あなたに捧ぐ潮風のうた

 呉葉と共に牛車に乗ったのだが、それでもまだあと数人は乗って余りがあるほどに、牛車の内部は広々としていた。

 牛を操る牛飼童(うしかいわらわ)が手綱を取れば、牛車は一度ぐらりと揺れてから、ゆっくりと前に動き出したのが分かった。

 孝子は壁に背中を預けると、頭の中で流れているあの笛の音を思い返し、静かに目を瞑る。
 


 しばらくして御所に到着した孝子は、呉葉に手伝われて牛車を降りる。重く長く慣れない女房装束では移動も一苦労であった。

 上西門院の御所は、平安京の北西外れにある法金剛院である。荘厳な雰囲気を感じつつ、そろりと御所に足を踏み入れた。

 辺りには小川の清流が流れており、建物と建物は、小さな橋が架かっていた。御所の外観は比較的地味なものであったが、神聖さが感じられた。

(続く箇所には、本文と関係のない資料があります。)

Issue #267, opened 2018-09-19
Module Development Task: Volume Restriction (Maximum Volume Transfer)


CPSTL:
# Module Development Task
# Volume Restriction  (Maximum Volume Transfer)

Module Type | Bounty | Completion deadline
-- | -- | --
Transfer Manager | Approx. 10, 000 POLY | 21 days to complete once task is confirmed by external developer(s).

# Short Summary: 

For this module, ‘Maximum Volume Transfer’ we want to implement it in a way that you can only transfer a limited number of the total number of tokens within a certain time period.

Any  token-holder can only transfer up to a maximum of 500,000 tokens in a 90 day period, regardless of the other restrictions (0.5% of the 100,000,000 tokens issued by the company). This applies to all token-holders and not just affiliated parties.

**Note:** This can be implemented as TM module with current architecture.

# Bounty Requirements
1. Module specs are fulfilled
2. Module is implemented using appropriate module interface
3. Module is tested with >95% branch coverage
4. Module is delivered before deadline
5. Module does not present any bugs.
6. 21 days to complete module from developers initial start date.

**IMPORTANT:** Please work from the development-1.5.0 branch instead of master.
Implementation Suggestion

# Module Details Spec (Wireframe) 
**Wireframe Link:** https://www.lucidchart.com/invitations/accept/75bdef55-cd39-48d9-bc1c-ac1d2fc76a39

gitcoinbot:
Issue Status: 1. **Open** 2. Started 3. Submitted 4. Done 

<hr>

__This issue now has a funding of 10000.0 POLY (1499.0 USD @ $0.15/POLY)  attached to it.__

 * If you would like to work on this issue you can 'start work' [on the Gitcoin Issue Details page](https://gitcoin.co/issue/PolymathNetwork/polymath-core/267/1256).
* Want to chip in? Add your own contribution [here](https://gitcoin.co/issue/PolymathNetwork/polymath-core/267/1256).
* Questions? Checkout <a href='https://gitcoin.co/help'>Gitcoin Help</a> or the <a href='https://gitcoin.co/slack'>Gitcoin Slack</a>
* $26,152.48 more funded OSS Work available on the [Gitcoin Issue Explorer](https://gitcoin.co/explorer)

gitcoinbot:
Issue Status: 1. Open 2. Started 3. Submitted 4. **Done** 

<hr>

__Work has been started__.


[...]

PR #320, opened 2018-10-05
Maximum Volume Restrictions Manager

vyomshm:

feature - ref #267 

#267 
No way to add global token volume transfer restrictions

### What is the new behavior?
Feature added - A new Transfer Manager module
Issuers can now create(as well as remove and modify) multiple maximum volume transfer restrictions which will be applied globally to every transfer

No


satyamakgec:
Hey, @vyomshm let me know when should I start reviewing your code?

vyomshm:
Hey @satyamakgec Please review my PR

contracts/modules/TransferManager/MaximumVolumeTransferManager.sol
```diff
@@ -0,0 +1,290 @@
...
+        RollingIntervals rollingPeriodInterval;
+    }
+
+    MaximumVolumeRestriction[] public maximumVolumeRestrictions;
+
+    // mapping from address to RollingIntervals to periodIds to tokens transfered 
+    mapping(address => mapping(uint256 => mapping(uint256 => uint256))) volumeTally;
+
+    // Emit whenever a new maximum volume restriction gets added
+    event MaximumVolumeRestrictionAdded(
```
satyamakgec: rename it to `AddNewMaximumVolumeRestriction`

contracts/modules/TransferManager/MaximumVolumeTransferManager.sol
```diff
@@ -0,0 +1,290 @@
...
+        address indexed from,
+        uint256 timestamp,
+        uint256 _maximumVolume, 
+        uint256 _startTime, 
+        uint256 _endTime, 
+        uint256 _rollingPeriodInterval
+    );
+
+    // Emit whenever a new maximum volume restriction gets modified
+    event MaximumVolumeRestrictionModified(
```
satyamakgec: rename it to `ModifyMaximumVolumeRestriction`

contracts/modules/TransferManager/MaximumVolumeTransferManager.sol
```diff
@@ -0,0 +1,290 @@
...
+        uint256 timestamp,
+        uint256 idx, 
+        uint256 _maximumVolume, 
+        uint256 _startTime, 
+        uint256 _endTime, 
+        uint256 _rollingPeriodInterval
+    );
+
+    // Emit whenever a new maximum volume restriction gets removed
+    event MaximumVolumeRestrictionRemoved(
```
satyamakgec: rename it to `RemoveMaximumVolumeRestricion`

contracts/modules/TransferManager/MaximumVolumeTransferManager.sol
```diff
@@ -0,0 +1,290 @@
...
+    }
+
+    /**
+     * @notice This function returns the signature of configure function
+     */
+    function getInitFunction() public pure returns (bytes4) {
+        return bytes4(0);
+    }
+
+    /// @notice Used to verify the transfer transaction according to the rule implemented in the trnasfer managers
```
satyamakgec: add a descriptive natspec comments

contracts/modules/TransferManager/MaximumVolumeTransferManager.sol
```diff
@@ -0,0 +1,290 @@
...
+    /**
+    * @notice allows admin to modify a maximum volume transfer restriction
+    * @param idx representing the array index of the maximum volume transfer restriction
+    * @param _maximumVolume maximum token volume that can be transfered
+    * @param _startTime timestamp representing when this maximum volume restriction starts
+    * @param _endTime timestamp representing when this maximum volume restriction ends
+    * @param _rollingPeriodInterval interval period representing one of five RollingIntervals
+    */
+    function modifyMaximumTransferRestriction(
+        uint256 idx,
```
satyamakgec: rename it to `_index`

contracts/modules/TransferManager/MaximumVolumeTransferManager.sol
```diff
@@ -0,0 +1,290 @@
...
+        if(_rollingPeriodInterval == RollingIntervals.Daily){
+            period = 24 hours;
+        }else if(_rollingPeriodInterval == RollingIntervals.Weekly){
+            period = 168 hours;
+        }else if(_rollingPeriodInterval == RollingIntervals.Quarterly){
+            period = 2920 hours;
+        }else if(_rollingPeriodInterval == RollingIntervals.Biannually){
+            period = 4380 hours;
+        }else{
+            period = 8760 hours;
```
satyamakgec: change it to  365 * 24 hours that makes easy to read.

contracts/modules/TransferManager/MaximumVolumeTransferManager.sol
```diff
@@ -0,0 +1,290 @@
...
+    function verifyTransfer(address _from, address /*_to*/, uint256 _amount, bytes /* _data */, bool _isTransfer) public returns(Result) {
+        // function must only be called by the associated security token if _isTransfer == true
+        require(_isTransfer == false || msg.sender == securityToken, "Sender is not owner");
+
+        if (!paused) {
+            for(uint256 i = 0; i < maximumVolumeRestrictions.length; i++){
+                MaximumVolumeRestriction memory restriction = maximumVolumeRestrictions[i];
+                if(now >= restriction.startTime && now <= restriction.endTime){
+                    uint256 period = _getPeriod(restriction.rollingPeriodInterval);
+                    uint256 periodId = now.div(period);
```
satyamakgec: periodId should be `(now - startTime).div(period)`

contracts/modules/TransferManager/MaximumVolumeTransferManager.sol
```diff
@@ -0,0 +1,290 @@
...
+    }
+
+    MaximumVolumeRestriction[] public maximumVolumeRestrictions;
+
+    // mapping from address to RollingIntervals to periodIds to tokens transfered 
+    mapping(address => mapping(uint256 => mapping(uint256 => uint256))) volumeTally;
+
+    // Emit whenever a new maximum volume restriction gets added
+    event MaximumVolumeRestrictionAdded(
+        address indexed from,
```
satyamakgec: no need of `from` address. it always be owner or a delegate

contracts/modules/TransferManager/MaximumVolumeTransferManager.sol
```diff
@@ -0,0 +1,290 @@
...
+        uint256 timestamp,
+        uint256 _maximumVolume, 
+        uint256 _startTime, 
+        uint256 _endTime, 
+        uint256 _rollingPeriodInterval
+    );
+
+    // Emit whenever a new maximum volume restriction gets modified
+    event MaximumVolumeRestrictionModified(
+        address indexed from,
```
satyamakgec: no need of `from` address. it always be owner or a delegate

contracts/modules/TransferManager/MaximumVolumeTransferManager.sol
```diff
@@ -0,0 +1,290 @@
...
+        uint256 timestamp,
+        uint256 idx,
```
satyamakgec: change name `idx` to `index`

contracts/modules/TransferManager/MaximumVolumeTransferManager.sol
```diff
@@ -0,0 +1,290 @@
...
+    }
+
+    /**
+    * @notice allows admin to add multiple new maximum volume transfer restrictions
+    * @param _maximumVolumes maximum token volumes that can be transfered
+    * @param _startTimes timestamps representing when these maximum volume restrictions start
+    * @param _endTimes timestamps representing when these maximum volume restrictions end
+    * @param _rollingPeriodIntervals interval periods representing one of five RollingIntervals
+    */
+    function addMultipleMaximumVolumeRestrictions(
```
satyamakgec: rename it to `addMaxVolumeRestricionsMulti()`

contracts/modules/TransferManager/MaximumVolumeTransferManager.sol
```diff
@@ -0,0 +1,290 @@
...
+    }
+
+    /**
+    * @notice allows admin to add new maximum volume transfer restrictions
+    * @param _maximumVolume maximum token volume that can be transfered
+    * @param _startTime timestamp representing when this maximum volume restriction starts
+    * @param _endTime timestamp representing when this maximum volume restriction ends
+    * @param _rollingPeriodInterval interval period representing one of five RollingIntervals
+    */
+    function addMaximumVolumeRestriction(
```
satyamakgec: rename it to `addMaxVolumeRestricion`

contracts/modules/TransferManager/MaximumVolumeTransferManager.sol
```diff
@@ -0,0 +1,290 @@
...
+    mapping(address => mapping(uint256 => mapping(uint256 => uint256))) volumeTally;
+
+    // Emit whenever a new maximum volume restriction gets added
+    event MaximumVolumeRestrictionAdded(
+        address indexed from,
+        uint256 timestamp,
+        uint256 _maximumVolume, 
+        uint256 _startTime, 
+        uint256 _endTime, 
+        uint256 _rollingPeriodInterval
```
satyamakgec, line 35: emit the `index` of the new volume restriction

contracts/modules/TransferManager/MaximumVolumeTransferManager.sol
```diff
@@ -0,0 +1,290 @@
...
+            for(uint256 i = 0; i < maximumVolumeRestrictions.length; i++){
+                MaximumVolumeRestriction memory restriction = maximumVolumeRestrictions[i];
+                if(now >= restriction.startTime && now <= restriction.endTime){
+                    uint256 period = _getPeriod(restriction.rollingPeriodInterval);
+                    uint256 periodId = now.div(period);
+                    if(_amount.add(volumeTally[_from][uint256(restriction.rollingPeriodInterval)][periodId]) > restriction.maximumVolumeAllowed){
+                        return Result.INVALID;
+                    }else{
+                        volumeTally[_from][uint256(restriction.rollingPeriodInterval)][periodId] = _amount.add(volumeTally[_from][uint256(restriction.rollingPeriodInterval)][periodId]);
+                    }
```
satyamakgec, line 95: Add some description on your algorithm to understand the code steps

satyamakgec (changes requested):

contracts/modules/TransferManager/MaximumVolumeTransferManager.sol
F-OBrien: Also is the number of hours for the RollingIntervals.Quarterly correct? 365*24/4 = 2190 hours not 2920

satyamakgec: @FOBCrypto Thanks for pointing out. Yes, it is miscalculated but this calculation get resolved if he put the hours in factors

contracts/modules/TransferManager/MaximumVolumeTransferManager.sol
vyomshm: done!

contracts/modules/TransferManager/MaximumVolumeTransferManager.sol
vyomshm: done. adding an `_index` param to be the first

contracts/modules/TransferManager/MaximumVolumeTransferManager.sol
vyomshm: Fixed it! @FOBCrypto thanks!

vyomshm:
@satyamakgec @FOBCrypto I've made the suggested changes, please review again.

contracts/modules/TransferManager/MaximumVolumeTransferManager.sol
```diff
@@ -0,0 +1,296 @@
...
+
+import "./ITransferManager.sol";
+import "openzeppelin-solidity/contracts/math/SafeMath.sol";
+
+/**
+ * @title Transfer Manager module for capping the amount of token transfers within a period
+ */
+contract MaximumVolumeTransferManager is ITransferManager {
+	
+	using SafeMath for uint256;
```
maxsam4: Linting.
```suggestion
    using SafeMath for uint256;
```

contracts/modules/TransferManager/MaximumVolumeTransferManager.sol
```diff
@@ -0,0 +1,296 @@
...
+        uint256 _startTime, 
+        uint256 _endTime, 
+        uint256 _rollingPeriodInterval
+    ) internal view {
+        require(
+            uint256(RollingIntervals.Annually) >= _rollingPeriodInterval,
+            "invalid rolling period interval - should be < 5"
+        );
+        require(_startTime == 0 || _startTime >= now, 'invalid startTime');
+        require(_endTime > 0 && _endTime > _startTime, 'invalid endTime');
```
maxsam4: `_endTime > 0` is not required as it will always be true when `_endTime > _startTime`.
```suggestion
        require(_endTime > _startTime, 'invalid endTime');
```

contracts/modules/TransferManager/MaximumVolumeTransferManager.sol
```diff
@@ -0,0 +1,296 @@
...
+    function _checkRestrictionParams(
+        uint256 _startTime, 
+        uint256 _endTime, 
+        uint256 _rollingPeriodInterval
+    ) internal view {
+        require(
+            uint256(RollingIntervals.Annually) >= _rollingPeriodInterval,
+            "invalid rolling period interval - should be < 5"
+        );
+        require(_startTime == 0 || _startTime >= now, 'invalid startTime');
```
maxsam4: StartTime 0 should not be allowed. `_startTime < now` should be allowed though for editing/adding restriction that have already started.
```suggestion
        require(_startTime != 0, 'invalid startTime');
```

contracts/modules/TransferManager/MaximumVolumeTransferManager.sol
```diff
@@ -0,0 +1,296 @@
...
+        uint256 _maximumVolume, 
+        uint256 _startTime, 
+        uint256 _endTime, 
+        uint256 _rollingPeriodInterval) 
+    public withPerm(ADMIN) {
+        _checkRestrictionParams(_startTime, _endTime, _rollingPeriodInterval);
+
+        if(_startTime == 0) {
+            _startTime = now;
+            require(_endTime > _startTime, "end time must be greater than start time");
```
maxsam4: No need for this require statement.
Just move the if block above `_checkRestrictionParams()`

contracts/modules/TransferManager/MaximumVolumeTransferManager.sol
```diff
@@ -0,0 +1,296 @@
...
+        require(_maximumVolumes.length >= 1, "No restrictions provided");
+        require(
+            _maximumVolumes.length == _startTimes.length &&
+            _maximumVolumes.length == _endTimes.length &&
+            _maximumVolumes.length == _rollingPeriodIntervals.length,
+            "Input array length mismatch"
+        );
+
+        for(uint256 i = 0; i < _maximumVolumes.length; i++){
+            addMaxVolumeRestricion(
```
maxsam4: Create an internal function and use it here as well as in `addMaxVolumeRestricion()`. Doing so will save gas as parameters are not copied into memory again for internal functions.

contracts/modules/TransferManager/MaximumVolumeTransferManager.sol
```diff
@@ -0,0 +1,296 @@
...
+        uint256 _endTime, 
+        uint256 _rollingPeriodInterval) 
+    public withPerm(ADMIN) {
+        require(_index < maximumVolumeRestrictions.length, "invalid index");
+        require(now < maximumVolumeRestrictions[_index].endTime, "restriction is no longer active");
+        _checkRestrictionParams(_startTime, _endTime, _rollingPeriodInterval);
+
+        if(_startTime == 0) {
+            _startTime = now;
+            require(_endTime > _startTime, "end time must be greater than start time");
```
maxsam4: Remove the require statement, move the if block above `_checkRestrictionParams()`

contracts/modules/TransferManager/MaximumVolumeTransferManager.sol
```diff
@@ -0,0 +1,296 @@
...
+            _rollingPeriodInterval
+        );
+    }
+
+    /**
+    * @notice allows admin to delete a maximum volume transfer restriction
+    * @param _index representing the array index of the maximum volume transfer restriction
+    */
+    function removeMaximumTransferRestriction(uint256 _index) public withPerm(ADMIN){
+        require (maximumVolumeRestrictions.length != 0, "no existing restrictions");
```
maxsam4: Not required. The second statement covers this as well.
```suggestion
```

contracts/modules/TransferManager/MaximumVolumeTransferManager.sol
```diff
@@ -0,0 +1,296 @@
...
+        require (maximumVolumeRestrictions.length > _index, "invalid index");
+
+        if(_index < (maximumVolumeRestrictions.length - 1)){
+            MaximumVolumeRestriction memory lastRestriction = maximumVolumeRestrictions[maximumVolumeRestrictions.length - 1];
+            maximumVolumeRestrictions[_index] = lastRestriction;
```
maxsam4: No need to copy it in memory first. Just copy directly from storage.

contracts/modules/TransferManager/MaximumVolumeTransferManager.sol
```diff
@@ -0,0 +1,296 @@
...
+        }
+
+        maximumVolumeRestrictions.length = (maximumVolumeRestrictions.length).sub(1);
```
maxsam4: SafeMath is not required here as it will revert before reaching this statement if `maximumVolumeRestrictions.length == 0`
```suggestion
        maximumVolumeRestrictions.length = maximumVolumeRestrictions.length - 1;
```

scripts/test.sh
```diff
@@ -63,7 +63,7 @@ start_testrpc() {
   if ! [ -z "${TRAVIS_PULL_REQUEST+x}" ] && [ "$TRAVIS_PULL_REQUEST" != false ]; then
     node_modules/.bin/testrpc-sc --gasLimit 0xfffffffffff --port "$testrpc_port" "${accounts[@]}" > /dev/null &
   else
-    node_modules/.bin/ganache-cli --gasLimit 8000000 "${accounts[@]}" > /dev/null &
+    node_modules/.bin/ganache-cli --gasLimit 0xfffffffffff "${accounts[@]}" > /dev/null &
```
maxsam4: We need to keep our tests within the limit of 8m gas (maximum allowed on main net)
```suggestion
    node_modules/.bin/ganache-cli --gasLimit 8000000 "${accounts[@]}" > /dev/null &
```

maxsam4 (changes requested):
Other than the suggested changes, Can you please also increase the coverage of your code?
Branch coverage of `MaximumVolumeTransferManager.sol` is at 80% currently. We would ideally like to see 100% coverage but a minimum of 95% is required.

contracts/modules/TransferManager/MaximumVolumeTransferManager.sol
vyomshm: okay but accordingly I've added `_endTime > now` to prevent anyone from modifying expired restrictions or adding invalid ones.
```suggestion
        require(_startTime == 0 || _startTime >= now, 'invalid startTime');
        require(_endTime > _startTime && _endTime > now, 'invalid endTime');
```

maxsam4:
@vyomshm Please push the changes before marking conversations as resolved.

vyomshm:
@satyamakgec @maxsam4 @FOBCrypto I've increased my test coverage + implemented changes as discussed.  Ready for another review👍

maxsam4:
Nice work @vyomshm !

The branch coverage is still at 92.5% with 3 uncovered branches. I would love for them to be covered as well (all of them can be covered). You can see the uncovered branches at https://coveralls.io/builds/19635412/source?filename=contracts%2Fmodules%2FTransferManager%2FMaximumVolumeTransferManager.sol

vyomshm:
@maxsam4 @satyamakgec @FOBCrypto Coverage is now at 100%

contracts/modules/TransferManager/MaximumVolumeTransferManager.sol
```diff
@@ -134,7 +134,6 @@ contract MaximumVolumeTransferManager is ITransferManager {
         uint256[] _endTimes, 
         uint256[] _rollingPeriodIntervals) 
     public withPerm(ADMIN) {
-        require(_maximumVolumes.length >= 1, "No restrictions provided");
```
maxsam4: Put the sanity check back.
Add a test case with empty arrays to cover the branch.

maxsam4 (changes requested):

contracts/modules/TransferManager/MaximumVolumeTransferManager.sol
vyomshm: done!

vyomshm:
@satyamakgec @FOBCrypto @maxsam4 made the changes. please have a look

vyomshm:
@maxsam4 have you had a chance to look through this?  Would love to see this get resolved before you guys get too busy with pre-devcon4 events  :)

contracts/modules/TransferManager/MaximumVolumeTransferManager.sol
```diff
@@ -0,0 +1,307 @@
...
+            _endTime,
+            _rollingPeriodInterval
+        );
+    }
+
+    /**
+    * @notice allows admin to delete a maximum volume transfer restriction
+    * @param _index representing the array index of the maximum volume transfer restriction
+    */
+    function removeMaximumTransferRestriction(uint256 _index) public withPerm(ADMIN){
```
maxsam4, line 201: Can you please add a batch/multi versions of this.

contracts/modules/TransferManager/MaximumVolumeTransferManager.sol
```diff
@@ -0,0 +1,307 @@
...
+
+    /**
+    * @notice allows admin to modify a maximum volume transfer restriction
+    * @param _index representing the array index of the maximum volume transfer restriction
+    * @param _maximumVolume maximum token volume that can be transfered
+    * @param _startTime timestamp representing when this maximum volume restriction starts
+    * @param _endTime timestamp representing when this maximum volume restriction ends
+    * @param _rollingPeriodInterval interval period representing one of five RollingIntervals
+    */
+    function modifyMaximumTransferRestriction(
```
maxsam4, line 163: Can you please add a batch/multi versions of this.

maxsam4 (changes requested):

contracts/modules/TransferManager/MaximumVolumeTransferManager.sol
vyomshm: @satyamakgec  @maxsam4 Currently, removing a single array element will almost always change the order of restrictions in the array( except when the restriction to be deleted in the last one). This could render some of the indices provided unusable and therefore cause the function to revert.

I could write an implementation which would preserve the order of restrictions by shifting the elements instead of swapping them(as implemented now) but doing so would make the function extremely costly in terms of gas. 
```
string element = myArray[index];
for (uint i = index; i < myArray.length - 1; i++) {
  myArray[index] = myArray[index + 1];
}
myArray.length--;
```

Please advise on how to proceed with this.

maxsam4: @vyomshm Can you update the indices as well when deleting an array element?

maxsam4: I think one way around the problem can be by adding a unique id to `MaximumVolumeRestriction` struct and maintaining an array of that id for parsing. `maximumVolumeRestrictions` can be made a mapping rather than an array then.

maxsam4 (changes requested):
I was going through the logic once again and it seems flawed. There can be multiple restrictions of overlapping periods which can make the logic fail. For example, consider a case when there is a monthly restriction started on 1st Jan and another monthly restriction started on 15th Jan. If anyone tries to transfer tokens on 16th of Jan, the below line will be executed twice
`volumeTally[_from][monthly][0] = _amount.add(volumeTally[_from][monthly][0]);`
This should have been executed only once.

There are a lot more problematic scenarios due to this. Another example with the same restrictions will be when a transfer is done on 1st Feb.  `volumeTally[_from][monthly][0]` will now contain info about the volume of trade that happened on 1st of Jan but the second restriction will not be expecting that.

Basically, the logic will fail when there are overlapping trade restriction periods. Please, rethink about it and try to fix it.

maxsam4:
I was just going through the requirements and specs of this module and seems like your implementation and our requirements don't completely match. Please have a look at https://www.lucidchart.com/invitations/accept/75bdef55-cd39-48d9-bc1c-ac1d2fc76a39 again.

We want different people to be linked with different volume restrictions. Not all restrictions need to be imposed on every user.

vyomshm:
@maxsam4 With regards to your first comment, `periodId` in both cases would not be the same as it is dependent on `startTime` of a restriction  and defined as 
`uint256 periodId = (now.sub(restriction.startTime)).div(period);` 
therefore, the line 
`volumeTally[_from][uint256(restriction.rollingPeriodInterval)][periodId] = _amount.add(volumeTally[_from][uint256(restriction.rollingPeriodInterval)][periodId]);`

would be executed only when relevant.

vyomshm:
`This applies to all token-holders and not just affiliated parties.`
@maxsam4 I'll admit that from this line in "Short summary" section of #267  as posted by @CPSTL  as well as the absence of any `address` field in the spec diagram, I **inferred that all max volume transfer restrictions were supposed to be globally imposed on all token holders and not just specific addresses**
screenshot 2018-10-27 at 12 34 39 am

Please clarify if my interpretation of the module is wrong, so I can rectify my codebase.

maxsam4:
> @maxsam4 With regards to your first comment, `periodId` in both cases would not be the same as it is dependent on `startTime` of a restriction and defined as
> `uint256 periodId = (now.sub(restriction.startTime)).div(period);`
> would be executed only when relevant.

@vyomshm Solidity does not support decimals which means after `div(period)` we will have the same `periodId` for a lot of restrictions. All restrictions will start with periodId 0 and keep incrementing as time passes. Please let me know if I am understanding it wrong.



> Please clarify if my interpretation of the module is wrong, so I can rectify my codebase.

I agree that we could have been clearer about the specs but as the second assumption in lucidchart states, the token owner should be able to impose different restrictions on different sets of token holders. Please rework your approach accordingly. 
Thank you for cooperating.

vyomshm:
@CPSTL  @satyamakgec @maxsam4 Just to be clear, we want maxVolume transfer restrictions to exist for specific addresses only and not as Global impositions ?

This would require changing `addMaxVolumeRestricion` function signature to also include an `address` field. 
Also I could modify the `maximumVolumeRestrictions` to be a mapping instead of a global array like -
`mapping(address => MaximumVolumeRestriction) public maximumVolumeRestrictions`. This would also resolve the problem you described.

Can you confirm this is the approach  I should proceed with? 
I believe this would lead to an implementation that is quite similar as being taken for this issue -> https://github.com/PolymathNetwork/polymath-core/issues/268 .

maxsam4:
@vyomshm We want both the abilities. Global restrictions + restrictions on only a subset of address.
This module should cater to global restrictions and the other volume restriction module should cater to individual limits. 
The limits on a subset of investors can be catered to by both or any one of these modules. I'll have a chat with the team and get back to you regarding this.

vyomshm:
@maxsam4 okay, I'll wait.

Just so you know, I've figured out the easiest fix for the same periodId issue. As in my original implementation we should define periodId as follows-
`uint256 periodId = now.div(period);`

Also I believe we can implement the multi version of `removeMaximumTransferRestriction` by dynamically modifying the user provided indices according to elements already removed.

maxsam4:
> @maxsam4 okay, I'll wait.
> 
> Just so you know, I've figured out the easiest fix for the same periodId issue. As in my original implementation we should define periodId as follows-
> `uint256 periodId = now.div(period);`

That won't work for the same reasons I said when you first implemented it. Also, Even in this case, there will be collisions because solidity does not support floating points. It will round them to the nearest integer.

vyomshm:
@maxsam4 I understand what you're saying. As I see it the best way to avoid any sort of collisions will be to maintain a separate `volumeTally` for every restriction.

One way to do this would be to add to modify the `MaximumVolumeRestriction` struct to also include an `id`  and extending the multi-level `volumeTally` mapping another level.
```
uint256 internal _restrictionIdCount = 0;

struct MaximumVolumeRestriction{
        uint256 restrictionId;
        uint256 maximumVolumeAllowed;
        uint256 startTime;
        uint256 endTime;
        RollingIntervals rollingPeriodInterval;
}

// mapping from address to RollingIntervals to restrictionIds to periodIds to tokens transfered 
mapping(address => mapping(uint256 => mapping( uint256 => mapping(uint256 => uint256))) volumeTally;
```
`restrictionId` var could take its value from a global `restrictionIdCount` which would in turn be incremented by 1 every time a maximum volume restriction is created/modified. This would ensure that all `maxVolumeRestrictions` have a unique `restrictionId`

vyomshm:
@maxsam4 have you had a chance to talk with the team yet?

maxsam4:
@vyomshm Sorry, we are busy with devcon this week. I'll get back to you next week. Thanks for understanding.

vyomshm:
@maxsam4 Could you update me on how to proceed with this?

maxsam4:
Bounty paid. Thanks a lot for your contribution @vyomshm .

 御所の中核に行くと、高価な衣服を身にまとい、上品な雰囲気を持つ女房たちが建物の中から孝子をじっと見つめている。

 遠目からでも分かる、まるで香るような女房たちの美しさに、孝子は圧倒される思いがして息を呑んでいた。

「藤原憲方の娘よ」

 突如として、柔らかな声だが威厳を感じさせる女の声が、孝子に向かって投げかけられた。

 その声の主が誰か、考えるまでもない。

 声がした建物の方を見ると、ここの主である上西門院が悠然と目を細めて微笑んでいた。